Conclusion: Natural language processing and large language model techniques can be added to ModelDB to facilitate further model discovery, and will contribute to a more standardized and comprehensive framework for establishing domain-specific resources.

查看原文本刊更多论文

将文献筛选和整理自动化，并应用于计算神经科学。

目的：ModelDB (https://modeldb.science) 是一个用于计算神经科学的发现平台，包含 1850 多个已发布的带有标准化元数据的模型代码。这些代码主要来自模型作者的主动提交，但这种方法本身存在局限性。例如，我们估计只捕获了神经元模型的三分之一左右，而神经元模型是 ModelDB 中最常见的模型类型。为了更全面地描述计算神经科学建模工作的现状，我们的目标是识别包含计算神经科学方法衍生结果的作品及其标准化的相关元数据（如细胞类型、研究课题）：我们的研究包括从 ModelDB 中已知的计算神经科学作品和从 PubMed 中查询到的神经科学作品。经过 SPECTER2（一种免费的文档嵌入方法）、GPT-3.5 和 GPT-4 的预筛选，我们确定了可能的计算神经科学工作和相关元数据：结果：SPECTER2、GPT-4 和 GPT-3.5 在识别计算神经科学作品方面表现出了不同但很高的能力。GPT-4 的准确率达到 96.9%，GPT-3.5 通过指令调整和思维链从 54.2% 提高到 85.5%。GPT-4 在识别相关元数据注释方面也表现出了很高的潜力：讨论：通过处理计算要素的模糊性、从论文中纳入更多信息（如方法部分）、改进提示等，识别和提取的准确性可能会进一步提高：结论：自然语言处理和大型语言模型技术可以添加到 ModelDB 中，以促进模型的进一步发现，并将有助于建立一个更加标准化和全面的框架，用于建立特定领域的资源。

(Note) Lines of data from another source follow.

PR #688, opened 2020-01-08
Simplify compression representation.

glbrntt:
Motivation:

Since we don't support compression, there's no need for any scaffolding
that we do have to be public. Moreover there's no need to over
complicate something which isn't yet user facing.

Modifications:

Remove `CompressionMechanism` and replace it with
`CompressionAlgorithm`; an enum containing all compression algorithms we
support. At the moment this is limited to `identity`.

Result:

Simpler core, smaller public API.


Sources/GRPC/LengthPrefixedMessageWriter.swift
```diff
@@ -19,10 +19,15 @@ import NIO
 internal struct LengthPrefixedMessageWriter {
   static let metadataLength = 5
 
-  private let compression: CompressionMechanism
+  /// The compression algorithm to use, if one should be used.
+  private let compression: CompressionAlgorithm?
 
-  init(compression: CompressionMechanism) {
-    precondition(compression.supported, "compression mechanism \(compression) is not supported")
+  /// Whether the compression message bit should be written.
```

本文章由计算机程序翻译，如有差异，请以英文原文为准。

求助全文

约1分钟内获得全文求助全文

来源期刊

Journal of the American Medical Informatics Association 医学-计算机：跨学科应用

CiteScore

14.50

自引率

7.80%

发文量

230

审稿时长

3-8 weeks

期刊介绍： JAMIA is AMIA''s premier peer-reviewed journal for biomedical and health informatics. Covering the full spectrum of activities in the field, JAMIA includes informatics articles in the areas of clinical care, clinical research, translational science, implementation science, imaging, education, consumer health, public health, and policy. JAMIA''s articles describe innovative informatics research and systems that help to advance biomedical science and to promote health. Case reports, perspectives and reviews also help readers stay connected with the most important informatics developments in implementation, policy and education.